The bottom wall 20 of the test connector 10 carries contacts 30 parallel to the axis of the connector and having the same distribution as the contacts of the connector 12 to be tested. The contacts 30 comprise a front portion in the form of a contacting pin, to be applied against the contacts of the test connector 12. The pins have a cross-section such that they may have an abutting connection with the contacts of connector 12, whether these contacts are of the blade, pin or socket type. The rear portion of each contact 30 projects out of the bottom wall and is formed for permanent connection, for instance by soldering, to wires originating from a test bench.

The pins of contacts 30 have a sliding fit in respective openings formed in plate 22. Individual resilient means urge each of contacts 30 towards a position in which the pin has a maximum amount of projection, defined by abutment of a shoulder 32 of the contact against plate 22. In the embodiment shown in FIGS. 1 and 2, the resilient means are formed as individual helical springs 34 compressed between bottom wall 20 and a bulged portion of the contact.

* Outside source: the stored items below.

Issue #1937, opened 2024-05-06
[Task]: Update Loading spinner "Loading results..." to use translation utility


rylew1:
### Summary

Right now the loading spinner work was done in parallel with the `next-intl` translation work and therefore didn't use the `t()` function with a translation string.

acouch:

The test connector 10 is advantageously provided with locking means which may be designed to be easily armed and disabled since the size of such means is not relevant. The locking means may be manual or automatically controlled.

In the embodiment shown in FIG. 2, the locking means comprise a lever 38 rotatable on a pin 40 carried by a projecting part of body 18 and able to move between a locking position, in which it is shown in full line in FIG. 2, and a disabled position, in abutment against the body 18 (shown in broken lines on FIG. 2). A spring 42 biases the lever towards its locking position, in which a nose thereof retains the connector to be tested 12 in the fully plugged-in position. The part of the lever with the nose has a slanted input face, so that the connector to be tested 12 can be inserted as far as its fully engaged position. An end plate of lever 38, placed opposite the nose, makes it possible to readily disable the lever.

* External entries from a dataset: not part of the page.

PR #2229, opened 2024-09-26
Change reference location in api object for agency name on search

emilycnava:
## Summary
Fixes #2172 

## Changes proposed
I changed the render logic to pull agency name from the root of the object as specified in the original issue. I chose to leave the agency code lookup as a fallback. Open to removing that fall back if we think that'd make more sense? Thoughts r.e. leaving agency code lookup as a backup @acouch ?

## Context for reviewers
Make sure search results still have agency results where expected locally.

## Additional information
Screenshot 2024-09-26 at 11 55 14 AM

PR #2230, opened 2024-09-26
[Issue #2222] Account for empty summaries

### LINKED ISSUE #2222: [Task]: Fix API version and Rendering Empty Data on the Opportunity Listing Page
### Summary

The current opportunity listing page is using the wrong API version. It also renders some nested fields without checking so see if there is data which causes some errors. This task is to fix that.

### Acceptance criteria

- [x] correct API version used
- [x] empty data fields don't cause issues

acouch:
## Summary
Fixes #2222

## Changes proposed
* Account for empty summaries which we can expect from the API
* Fix some of the type definitions for API fields that can be null
* bonus: Add title of the opp to the page
  * note that next encourages multiple fetch (only GET) in the same component tree: https://nextjs.org/docs/app/building-your-application/caching
* bonus: Fix lack of gap with the description:

  image
  becomes:
  
image
 
* bonus: search breadcrumbs updated to link from `/search` to `/search?status=forecasted,posted`

### DIFF
--- a/frontend/src/app/api/OpportunityListingAPI.ts
+++ b/frontend/src/app/api/OpportunityListingAPI.ts
@@ -7,7 +7,7 @@ import BaseApi from "./BaseApi";
 
 export default class OpportunityListingAPI extends BaseApi {
   get version(): string {
-    return "v0.1";
+    return "v1";
   }
 
   get basePath(): string {
--- a/frontend/src/app/api/OpportunityListingAPI.ts
+++ b/frontend/src/app/api/OpportunityListingAPI.ts
@@ -7,7 +7,7 @@ import BaseApi from "./BaseApi";
 
 export default class OpportunityListingAPI extends BaseApi {
   get version(): string {
-    return "v1";
+    return "v0.1";
   }
 
   get basePath(): string {
--- a/frontend/src/components/opportunity/OpportunityDescription.tsx
+++ b/frontend/src/components/opportunity/OpportunityDescription.tsx
@@ -59,9 +59,7 @@ const OpportunityDescription = ({ opportunityData }: Props) => {
         <div
           dangerouslySetInnerHTML={{
             __html: DOMPurify.sanitize(
-              opportunityData.summary.summary_description
-                ? opportunityData.summary.summary_description
-                : "",
+              opportunityData.summary.summary_description ?? "",
             ),
           }}
         />
--- a/frontend/src/components/opportunity/OpportunityDescription.tsx
+++ b/frontend/src/components/opportunity/OpportunityDescription.tsx
@@ -87,7 +87,7 @@ const OpportunityDescription = ({ opportunityData }: Props) => {
             ),
           }}
         />
-        <p>{opportunityData.summary.agency_email_address}</p>
+        <p>{agency_email}</p>
         <p>
           <a href={`mailto:${agency_email}`}>
             {opportunityData.summary.agency_email_address_description}
--- a/frontend/src/components/opportunity/OpportunityDescription.tsx
+++ b/frontend/src/components/opportunity/OpportunityDescription.tsx
@@ -53,6 +53,9 @@ const OpportunityDescription = ({ opportunityData }: Props) => {
     .applicant_eligibility_description
     ? opportunityData.summary.applicant_eligibility_description
     : "--";
+  const agency_email = opportunityData.summary.agency_email_address
+    ? opportunityData.summary.agency_email_address
+    : "";
   return (
     <>
       <div className="usa-prose">
@@ -60,7 +63,9 @@ const OpportunityDescription = ({ opportunityData }: Props) => {
         <div
           dangerouslySetInnerHTML={{
             __html: DOMPurify.sanitize(
-              opportunityData.summary.summary_description,
+              opportunityData.summary.summary_description
+                ? opportunityData.summary.summary_description
+                : "",
             ),
           }}
         />
@@ -76,13 +81,15 @@ const OpportunityDescription = ({ opportunityData }: Props) => {
         <div
           dangerouslySetInnerHTML={{
             __html: DOMPurify.sanitize(
-              opportunityData.summary.agency_contact_description,
+              opportunityData.summary.agency_contact_description
+                ? opportunityData.summary.agency_contact_description
+                : "",
             ),
           }}
         />
         <p>{opportunityData.summary.agency_email_address}</p>
         <p>
-          <a href={`mailto:${opportunityData.summary.agency_email_address}`}>
+          <a href={`mailto:${agency_email}`}>
             {opportunityData.summary.agency_email_address_description}
           </a>
         </p>
--- a/frontend/src/components/opportunity/OpportunityDescription.tsx
+++ b/frontend/src/components/opportunity/OpportunityDescription.tsx
@@ -49,13 +49,9 @@ const OpportunityDescription = ({ opportunityData }: Props) => {
     ? opportunityData.summary.agency_phone_number.replace(/-/g, "")
     : "";
 
-  const additionalInformationOnEligibility = opportunityData.summary
-    .applicant_eligibility_description
-    ? opportunityData.summary.applicant_eligibility_description
-    : "--";
-  const agency_email = opportunityData.summary.agency_email_address
-    ? opportunityData.summary.agency_email_address
-    : "";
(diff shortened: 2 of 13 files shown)


frontend/src/app/api/OpportunityListingAPI.ts
```diff
@@ -7,7 +7,7 @@ import BaseApi from "./BaseApi";
 
 export default class OpportunityListingAPI extends BaseApi {
   get version(): string {
-    return "v1";
+    return "v0.1";
```
chouinar, line 10: I'm not sure if you want to switch this - as soon as the API deploys are fixed, you'll want to be on v1 as several fields are missing on v0.1.

acouch: @chouinar misunderstood what you said in slack. Updating.

acouch, line 10:
```suggestion
    return "v1";
```

frontend/src/components/opportunity/OpportunityDescription.tsx
```diff
@@ -76,13 +81,15 @@ const OpportunityDescription = ({ opportunityData }: Props) => {
...
           dangerouslySetInnerHTML={{
             __html: DOMPurify.sanitize(
-              opportunityData.summary.agency_contact_description,
+              opportunityData.summary.agency_contact_description
+                ? opportunityData.summary.agency_contact_description
+                : "",
             ),
           }}
         />
         <p>{opportunityData.summary.agency_email_address}</p>
```
emilycnava, line 90: Should this also be changed to `{agency_email}`

frontend/src/components/opportunity/OpportunityIntro.tsx
```diff
@@ -14,10 +14,9 @@ type Props = {
 const OpportunityIntro = ({ opportunityData }: Props) => {
   const t = useTranslations("OpportunityListing.intro");
 
-  const agencyName =
-    opportunityData.summary.agency_name === ""
-      ? "--"
-      : opportunityData.summary.agency_name;
+  const agencyName = opportunityData.summary.agency_name
```
emilycnava, line 17: Similar to https://github.com/HHS/simpler-grants-gov/pull/2229 should we change these references to use the root level agency name not the summary?

emilycnava (changes requested):

frontend/src/components/opportunity/OpportunityDescription.tsx
acouch: Updated, thanks.

frontend/src/components/opportunity/OpportunityDescription.tsx
```diff
@@ -53,14 +53,19 @@ const OpportunityDescription = ({ opportunityData }: Props) => {
     .applicant_eligibility_description
     ? opportunityData.summary.applicant_eligibility_description
     : "--";
+  const agency_email = opportunityData.summary.agency_email_address
```
doug-s-nava, line 56: seems like we can use nullish coalescing (`??`) in all of these defaulting situations, slightly legible, less verbose

frontend/tests/components/opportunity/OpportunityDescription.test.tsx
```diff
@@ -59,7 +59,9 @@ describe("OpportunityDescription", () => {
     expect(descriptionHeading).toBeInTheDocument();
 
     const sanitizedSummaryDescription = DOMPurify.sanitize(
-      mockOpportunityData.summary.summary_description,
+      mockOpportunityData.summary.summary_description
```
doug-s-nava, line 62: why do we have to do a check here (and elsewhere in the file), aren't we supplying the mock data directly to ensure that we we don't pass incomplete data in these cases?

frontend/tests/components/opportunity/OpportunityDescription.test.tsx
```diff
@@ -108,17 +112,19 @@ describe("OpportunityDescription", () => {
...
+        : "",
     });
-    expect(telLink).toHaveAttribute(
-      "href",
-      `tel:${mockOpportunityData.summary.agency_phone_number.replace(/-/g, "")}`,
-    );
+    const number = mockOpportunityData.summary.agency_phone_number
+      ? mockOpportunityData.summary.agency_phone_number.replace(/-/g, "")
+      : "";
+    expect(telLink).toHaveAttribute("href", `tel:${number}`);
```
doug-s-nava, line 128: do we want to add a test supplying null data to make sure the defaulting / null checking behavior is working right?

doug-s-nava (commented):
have not manually tested, but here are some thoughts on the code. Any suggestions on manual test steps? Just updating an opportunity manually to remove the summary data and making sure it displays without errors?

frontend/tests/components/opportunity/OpportunityDescription.test.tsx
acouch: @doug-s-nava the sanitize function won't take a null value.

doug-s-nava: Looking more closely I'm a little confused about what we're testing here, would love to have a quick call to straighten it out

acouch:
@doug-s-nava 

> Any suggestions on manual test steps? Just updating an opportunity manually to remove the summary data and making sure it displays without errors?

You can view the opps from the search page.

frontend/tests/components/opportunity/OpportunityDescription.test.tsx
acouch: Good question. I'd like to punt this to https://github.com/HHS/simpler-grants-gov/issues/2321 as I'm not sure the correct pattern.

frontend/tests/components/opportunity/OpportunityDescription.test.tsx
acouch: I updated this, thanks.

frontend/src/components/opportunity/OpportunityDescription.tsx
acouch: I updated these, thanks.

frontend/src/components/opportunity/OpportunityDescription.tsx
```diff
@@ -49,18 +49,19 @@ const OpportunityDescription = ({ opportunityData }: Props) => {
...
+  const agency_email = opportunityData.summary.agency_email_address ?? "";
   return (
     <>
       <div className="usa-prose">
         <h2>{t("description")}</h2>
         <div
           dangerouslySetInnerHTML={{
             __html: DOMPurify.sanitize(
-              opportunityData.summary.summary_description,
+              opportunityData.summary.summary_description
```
doug-s-nava, line 62: I think you can use `??` her, line 80, and in OpportunityIntro as well

frontend/tests/components/opportunity/OpportunityDescription.test.tsx
```diff
@@ -87,7 +87,9 @@ describe("OpportunityDescription", () => {
     expect(additionalInfoHeading).toBeInTheDocument();
 
     const sanitizedEligibilityDescription = DOMPurify.sanitize(
-      mockOpportunityData.summary.applicant_eligibility_description,
+      mockOpportunityData.summary.applicant_eligibility_description
```
doug-s-nava, line 90: I know these tests are not the point of this change, so feel free to ignore at this point but after thinking about this some more, I think it would be best to just remove the calls to `sanitize` on lines 61 and 89 and leave the tests the same otherwise. The tests still pass, as the values we're sending in in the mock do not change when run through the sanitize function, as it is being mocked to be just an identity.

doug-s-nava (commented):
a couple of nits remaining, but verified locally by trying to access an opportunity detail for an opportunity with no associated summary that this fixes the bug, so going to go ahead and approve

✅ ✅ ✅ ✅ ✅

frontend/src/components/opportunity/OpportunityDescription.tsx
```diff
@@ -49,18 +49,19 @@ const OpportunityDescription = ({ opportunityData }: Props) => {
...
+                ? opportunityData.summary.summary_description
+                : "",
```
acouch, line 64:
```suggestion
              opportunityData.summary.summary_description ?? "",
```

doug-s-nava (approved):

To avoid an indexing error when inserting the connector to be tested 12, the test connector 10 will generally have fool-proof means, formed for example by a rib (not shown) intended to engage into a corresponding groove of the connector to be tested 12.

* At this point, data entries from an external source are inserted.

PR #2238, opened 2024-09-26
[Issue #1563] Ability to hide search filters in mobile viewport

### LINKED ISSUE #1563: Collapse sidebar/filters on small screens (mobile view)
### Summary

On small screens, the search sidebar (status, filters) should be collapsed by default, as to not take up so much screen real estate. A "Show/Hide filters" button will toggle this state. 

image

### Open Q: 
Should this also include a count (as the accordions/sections do) of all enabled filters, so that it's obvious how many filters are applied while the sidebar is collapsed? 

image

### Acceptance criteria

- [ ] User can toggle the visibility of the filters

doug-s-nava:
## Summary
Fixes #1563

Todos:
- [ ] refactor to reduce duplication of search page on error page (see https://github.com/HHS/simpler-grants-gov/issues/2260)

## Changes proposed

Adds logic for hiding / showing filter options on search page such that:

* on viewports larger than mobile
    * no change
* on mobile viewports
    * all filter options are hidden by default
    * a button appears to allow toggling of appearance of filters
    * toggle button icon changes from up to down arrow when toggled

### Technical changes

* creates ContentDisplayToggle to handle toggle functionality
* creates SearchFilters component to isolate client side state control
* refactors to search page and additional styling to allow for this change
* supporting tests and story

Also:

* adds clsx package
* updates eslint rules for no-unused-args to allow for underscore prefixed args to be unused

## Context for reviewers

To make this change the way that seemed best for me, I made a number of related but perhaps not entirely necessary changes. I'm happy to discuss any of these change further and take a different approach

### Test steps

1. visit your local search page with desktop width viewport
2. _VALIDATE_: all filter options (accordions and checkboxes) appear as normal
3. shrink to mobile size viewport (ex 375px)
4. _VALIDATE_: all filter options are hidden
5. _VALIDATE_: filter toggle button appears matching designs from ticket
6. click filter toggle button
7. _VALIDATE_: filters appear
8. click filter toggle button
7. _VALIDATE_: filters disappear
8. resize to desktop viewport size
7. _VALIDATE_: filters appear 

## Additional information

https://github.com/user-attachments/assets/0fba089b-2057-4cf5-87b9-0ae410f5b3d2


frontend/.eslintrc.js
```diff
@@ -57,7 +57,10 @@ module.exports = {
       rules: {
         camelcase: "off",
         // Prevent dead code accumulation
-        "@typescript-eslint/no-unused-vars": "error",
+        "@typescript-eslint/no-unused-vars": [
+          "error",
+          { argsIgnorePattern: "^_" },
```
doug-s-nava, line 62: I've always found this to be a helpful pattern for marking unused variables that are expected, but we can discuss as a team

frontend/package.json
```diff
@@ -30,6 +30,7 @@
     "@opentelemetry/api": "^1.8.0",
     "@trussworks/react-uswds": "^7.0.0",
     "@uswds/uswds": "^3.6.0",
+    "clsx": "^2.1.1",
```
doug-s-nava, line 33: a very small library used for applying conditional logic for class assignments

frontend/src/app/[locale]/search/page.tsx
```diff
@@ -71,6 +72,35 @@ function Search({ searchParams }: { searchParams: searchParamsTypes }) {
   const pager1key = Object.entries(searchParams).join("-") + "pager1";
   const pager2key = Object.entries(searchParams).join("-") + "pager2";
 
+  const filterConfigurations = useMemo((): SearchFilterConfiguration[] => {
```
Comment (doug-s-nava) [inline frontend/src/app/[locale]/search/page.tsx:75]: refactored to dry up the accordion implementation and hopefully improve extensibility if we need it

frontend/src/components/search/SearchFilters.tsx
```diff
@@ -0,0 +1,63 @@
...
+
+import { useState } from "react";
+
+import ContentDisplayToggle from "src/components/ContentDisplayToggle";
+import SearchFilterAccordion, {
+  SearchFilterConfiguration,
+} from "src/components/search/SearchFilterAccordion/SearchFilterAccordion";
+import SearchOpportunityStatus from "src/components/search/SearchOpportunityStatus";
+
+export default function SearchFilters({
```
doug-s-nava, line 13: split out largely so that we can avoid making the full page component a client component when we add state for controlling the toggle

frontend/stories/components/ContentDisplayToggle.stories.tsx
```diff
@@ -0,0 +1,18 @@
...
+
+import ContentDisplayToggle from "src/components/ContentDisplayToggle";
+
+const meta: Meta<typeof ContentDisplayToggle> = {
+  title: "Components/ContentDisplayToggle",
+  component: ContentDisplayToggle,
+};
+export default meta;
+
+export const Default = {
```
doug-s-nava, line 12: this is not fully interactive, would require adding some add ons. Do we want to explore that? https://storybook.js.org/docs/addons/addons-api#useargs

frontend/src/app/[locale]/search/page.tsx
```diff
@@ -52,6 +52,7 @@ interface searchParamsTypes {
 function Search({ searchParams }: { searchParams: searchParamsTypes }) {
   unstable_setRequestLocale("en");
   const t = useTranslations("Search");
+
   const convertedSearchParams = convertSearchParamsToProperTypes(searchParams);
```
Comment (doug-s-nava) [inline frontend/src/app/[locale]/search/page.tsx:56]: can this moved into the searchFilters?

frontend/src/styles/_content-display-toggle.scss
andycochran, line 1: Can we use utility classes instead of custom CSS?

frontend/src/components/ContentDisplayToggle.tsx
```diff
@@ -0,0 +1,32 @@
+import { Dispatch, SetStateAction } from "react";
+
+import { USWDSIcon } from "src/components/USWDSIcon";
+
+// this could implemented slightly differently to either be simpler and more generic
+// or we could opt to build the entire show / hide functionality into this component and pass the content controlled by the toggle as children
```
andycochran, line 6: USWDS has an accordion component for the more generic use case of toggling content display. This particular component needs to be more unique, so I'd name/build it with specificity — e.g. it's a toggle for the mobile sidebar layout.

frontend/src/components/search/SearchFilters.tsx
```diff
@@ -0,0 +1,63 @@
...
+          title={title}
+          key={title}
+        />
+      );
+    },
+  );
+  return (
+    <>
+      <div className="grid-row flex-wrap grants-search-filter-toggle">
+        <div className="grid-col-4" />
```
andycochran, line 44: What's the empty div for?

doug-s-nava: I used flexbox with an empty div to center the toggle. If the empty div is a concern I can take a different approach

frontend/src/components/ContentDisplayToggle.tsx
doug-s-nava: My hope was that this component could be reused in other scenarios, since all it's doing is displaying the toggle button and calling the toggle function that is passed in. If we don't want this to be a reusable component I can revert that though, and we could probably delete the story as well.

frontend/src/components/search/SearchFilters.tsx
```diff
@@ -0,0 +1,63 @@
...
+          setToggledContentVisible={setShowFilterOptions}
+          toggledContentVisible={showFilterOptions}
+          toggleText={showFilterOptions ? "Hide Filters" : "Show Filters"}
+        />
+      </div>
+      <div
+        data-testid="search-filters"
+        className={clsx({
+          "grants-search-filter-options": true,
+          "grants-search-filter-options-display-mobile": !!showFilterOptions,
```
andycochran, line 55: Use the [built-in utility class](https://designsystem.digital.gov/utilities/display/)

```suggestion
          "display-block": !!showFilterOptions,
```

andycochran: I think you can just use… 
```
"display-none tablet:display-block" : !showFilterOptions 
```
…and nix the custom CSS. I don't think you need the `!!showFilterOptions`

frontend/src/components/search/SearchFilters.tsx
andycochran: There are utility classes you might use to do this w/o the extra markup: https://designsystem.digital.gov/utilities/flex/

frontend/src/app/[locale]/search/page.tsx
Comment (acouch) [reply frontend/src/app/[locale]/search/page.tsx:74]: Don't feel strongly, but this feels less extensible and could make it harder to change in the future, ie if another component type is added among the filters, but uses the same amount of code.

frontend/src/styles/_content-display-toggle.scss
doug-s-nava: Yes, yes we can

frontend/stories/components/ContentDisplayToggle.stories.tsx
emilycnava: I wonder if we should make a followup ticket to document this idea, so we can discuss in eng sync and possibly explore it in the future?

frontend/.eslintrc.js
emilycnava: I have no issue with this

frontend/src/app/[locale]/search/page.tsx
Comment (emilycnava) [reply frontend/src/app/[locale]/search/page.tsx:74]: Impartial, although given what we were talking about this morning with how next caches data fetches, I wonder if we could make a data fetch call inside SearchFilters with no performance cost as that same call would also be made in this component, this could yield to passing less things in?

frontend/src/components/ContentDisplayToggle.tsx
```diff
@@ -0,0 +1,29 @@
...
+  toggleText,
+}: {
+  setToggledContentVisible: Dispatch<SetStateAction<boolean>>;
+  toggledContentVisible: boolean;
+  toggleText: string;
+}) {
+  const iconName = toggledContentVisible ? "arrow_drop_up" : "arrow_drop_down";
+  return (
+    <div data-testid="content-display-toggle" className="grid-col-4">
+      <button
```
emilycnava, line 19: +1 on using an unstyled uswds button instead of an anchor tag, I know we discussed that yesterday

emilycnava (commented):
Left a few comments, don't think any of them are showstoppers, agree with what a lot of Andy noted too.

andycochran (dismissed):
LGTM!

frontend/src/app/[locale]/search/page.tsx
Comment (doug-s-nava) [reply frontend/src/app/[locale]/search/page.tsx:74]: I think a better way to do it might be to move any functionality related to the search params out of `Search` and into lower level components, and just take minor hit on processing the params multiple times. That would be slightly bigger refactor with a wider surface area though.

For now, I could just move the search param logic for the filter accordions into SearchFilters, and within that file keep things looking more like they do now? Or I could just pass through the necessary param related info rather than the config idea. Open to whatever.

frontend/stories/components/ContentDisplayToggle.stories.tsx
doug-s-nava: https://github.com/HHS/simpler-grants-gov/issues/2331

frontend/src/app/[locale]/search/page.tsx
Comment (doug-s-nava) [reply frontend/src/app/[locale]/search/page.tsx]: pushed a commit with another approach, and the only thing I don't like is the sheer number of props that search filters now needs to take (9). If we're ok with that then this could work? Have a couple of ideas percolating, but this client / server boundary stuff is adding a wrench to my usual thinking on this stuff

acouch (dismissed):
Amazing. This could be part of a larger component library.

frontend/src/components/ContentDisplayToggle.tsx
```diff
@@ -0,0 +1,54 @@
...
+  visibleClassname: string;
+  children: React.ReactNode;
+}) {
+  const [toggledContentVisible, setToggledContentVisible] =
+    useState<boolean>(false);
+
+  const iconName = toggledContentVisible ? "arrow_drop_up" : "arrow_drop_down";
+  return (
+    <>
+      <div className="display-flex flex-column flex-align-center tablet:display-none">
```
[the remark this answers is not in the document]
andycochran: Good idea! You'd always need the same breakpoint to show the content and hide the toggle. Instead of `visibleClassname="tablet:display-block"`, you could pass `breakpoint="tablet"` and concat the display classes — e.g. `${breakpoint}:display-none` and `${breakpoint}:display-block`.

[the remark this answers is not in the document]
doug-s-nava: yep, I definitely missed that. I'll rework

acouch (approved):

A same test connector 10 may receive different connectors to be tested. In fact, some of the pins may remain unused when the connector to be tested has a reduced number of contacts. A dummy may even be placed in the test connector 18 as a substitute for contacts, so that the connector to be tested does not take an abnormal position.

The use of the test connector is clear from the foregoing description. When a connector 12 is to be tested, it is simply inserted into connector 10. During insertion, the nose of lever 38 moves away to let the connector pass. The end face of connector 12 comes into contact with the plate and begins to push it downward, without any force being exerted on the contacts of the connector 12, only one 44 of which is shown schematically in FIG. 2. As the plate 22 moves down towards bottom wall 20, the pins of contacts 30 take a more and more advanced position with respect to the plate. When they project out of the plate, they bear against contacts 44. The springs 34 limit the bearing force exerted on the contacts and avoid any risk of deformation, springs 34 may be calibrated to exert a force which is very much less than that of the ejection springs 28. Connector 12 may be released as soon as it is retained by the nose of lever 38. Because of the presence of springs 34 and because of the pin shape of contacts 30, the junction electrical resistance between the contacts of connectors 10 and 12 is small and the risk of gap is avoided.

To separate the connector to be tested 12 from connector 10, it is sufficient to manually disable lever 38. The ejection springs 38 then drive connector 12 out. It is important to note that the springs 34 have practically no part in ejection.